EXERCISE BRIEF: The count of lines below that include the string "exact" is the whole answer; write it alone.

══════════

PR #1167, opened 2020-07-20
pin workspace deps

peter-mouland:
Adding `exact: true` to prevent `^`
https://github.com/lerna/lerna/blob/master/commands/init/README.md#--exact


johno:
Awesome, thank you!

══════════

RESULT OF THE TASK: 2